Over four years later, in August of 2004, Battler commenced the first of two lawsuits arising from this transaction, alleging that while all of B. & V. Distributing’s assets were transferred to Dottore Companies, the defendants failed to make any of the agreed-upon monthly payments for these assets. (See 8/20/2004 Complaint at ¶¶ 9-14, J.A. at 86-87.) Although the complaint in this first suit referred to a “[written and signed contract” that was attached as an exhibit, (id. at ¶ 12, J.A. at 87), no such exhibit accompanied the complaint. Rather, Battler separately filed this document — entitled “Asset Purchase Agreement” and dated March 1, 2000, (see Asset Purchase Agreement, J.A. at 93) — roughly two months after the complaint was filed. Battler was the sole plaintiff in this 2004 action, and B. & V. Distributing was not named as a party, despite the fact that the Asset Purchase Agreement identified the contracting parties as B. & V. Distributing and Dottore Companies. (See id. at 1, J.A. at 93.)

In lieu of answering this 2004 complaint, the defendants filed a motion to dismiss, arguing (i) that Battler lacked standing to bring breach-of-contraet and related claims that properly belonged to B. & V. Distributing, and (ii) that there was no diversity of citizenship between the proper plaintiff, B. & V. Distributing — which was identified in both the 2004 complaint and the Asset Purchase Agreement as an Ohio corporation — and the defendants, each of whom was also a citizen of Ohio. Before this motion could be heard, however, Battler agreed to voluntarily dismiss the case without prejudice.
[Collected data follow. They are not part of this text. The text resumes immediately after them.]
PR #378, opened 2019-05-16
fix some variable package collisions

rickmarry:

- [ ] Code actually executed?

### DIFF
--- a/components/compliance-service/integration_test/stats_server_read_failures_test.go
+++ b/components/compliance-service/integration_test/stats_server_read_failures_test.go
@@ -3,7 +3,7 @@ package integration_test
 import (
 	"testing"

Precisely a year after this dismissal, Battler commenced the present suit, this time naming B. & V. Distributing as an additional plaintiff and identifying this company as “a citizen of the State of Florida.” (12/15/2005 Complaint at ¶ 2(a), J.A. at 6-7.) The complaint in this case, like the earlier one, alleges that all of B. & V. Distributing’s assets were transferred to Dottore Companies by December of 1999, but that the defendants failed to make any of the required monthly payments toward *483 the agreed-upon purchase price of $306,000. This latest complaint also refers to a written agreement that was signed by a representative of Dottore Companies on March 1, 2000 and was “attached hereto as Exhibit A,” (id. at ¶¶ 14-15), but no such document accompanied the complaint. In all other respects, the complaint in the present case is substantially the same as the 2004 complaint filed by Battler individually.
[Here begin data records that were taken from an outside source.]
Issue #311, opened 2019-05-10
Don't show 0 count while loading


alexpop:
# User Story

As an Automate User, I would like the following UI pages not to show a value of 0 for counts while data from the backend in pulled in order to render them. It creates a situation where the page is visited and for a few seconds, the user will see 0 counts and then as data is rendered, the counts change.

**1. Asset Store > `Profiles` and `Available` counts**

![Screen Shot 2019-05-10 at 1 34 53 PM](https://user-images.githubusercontent.com/107378/57540472-b8fbf080-7344-11e9-9662-e80f0214e080.png)

------------

**2. Scan Jobs > `Scan jobs` and `Nodes added` counts**
<img width="908" alt="Screen Shot 2019-05-10 at 5 05 08 PM" src="https://user-images.githubusercontent.com/107378/57541028-03ca3800-7346-11e9-862b-6bfba167bd93.png">

-----------

This issue is not showing on the Compliance page for the `Nodes` and `Profiles` counts.

susanev:
@msorens created a pattern for page loading with an overlay.. i wonder if that might be useful here.
https://github.com/chef/a2/pull/4165

PR #379, opened 2019-05-17
Adding loading pattern to profiles page + hide 0 until after page loads

vinay033:

As an Automate User, I would like the following UI pages not to show a value of 0 for counts while data from the backend in pulled in order to render them. It creates a situation where the page is visited and for a few seconds, the user will see 0 counts and then as data is rendered, the counts change.
### :+1: Definition of Done
new changes video 
https://drive.google.com/file/d/131ST9sOB8xBg4LHQy1yMjg-g5pMrc2jg/view?usp=sharing
fixes https://github.com/chef/automate/issues/311


susanev:
@vinay033 could you make it so the overlay is just for the profiles page content and not the left-nav? otherwise, it looks good!

susanev:
@vinay033 ignore my previous comment, we can come back and fix that in a separate task.

components/automate-ui/src/app/pages/+compliance/+scanner/containers/scanner/scanner.component.ts
```diff
@@ -13,12 +13,22 @@ export class ScannerComponent implements OnInit {
   jobsCount$: Observable<number>;
   nodesCount$: Observable<number>;
 
+  // show spinner befor loading data
```
msorens: s/befor/before/

components/automate-ui/src/app/pages/+compliance/+profile/+profile-overview/profile-overview.component.ts
```diff
@@ -60,6 +60,11 @@ export class ProfileOverviewComponent implements OnInit, OnDestroy {
   // notification data
   downloadErrorVisible = false;
 
+  // show spinner befor loading data
```
msorens: s/befor/before/

vinay033: changes added :)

As they did in the earlier action, the defendants filed a motion to dismiss, and attached to their motion the “Asset Purchase Agreement” filed by Battler in the prior suit. In support of their motion, the defendants once again argued that Battler lacked standing to assert claims belonging to the corporate party to this alleged agreement, B. & V. Distributing. The defendants further challenged the standing of the other named plaintiff, B. & V. Distributing, to assert any claims arising from or related to the Asset Purchase Agreement, where this plaintiff was identified in the complaint as a Florida corporation— ie., B. & V. Florida — but the agreement identified the contracting party as an Ohio corporation — ie., B. & V. Ohio. To the extent that the complaint’s allegations could be construed as claiming that B. & V. Florida was the successor-in-interest to the rights held by B. & V. Ohio under the Asset Purchase Agreement, the defendants contended that any such assertion was refuted by an affidavit and supporting documents filed by Battler in the prior suit, which established, in the defendants’ view, that the contracting party, B. & V. Ohio, had not been merged into B. & V. Florida.

In an opinion and order issued on April 26, 2006, the district court granted the defendants’ motion and dismissed the case with prejudice. In so ruling, the district court accepted the Asset Purchase Agreement accompanying the defendants’ motion as the written contract referenced in the complaint, explaining that this contract was “central to Plaintiffs’ claims,” and noting that “Plaintiffs do not argue that the contract attached to Defendants’ motion is not the contract referred to in the complaint or is otherwise inaccurate.” (4/26/2006 Op. at 8 n. 3, J.A.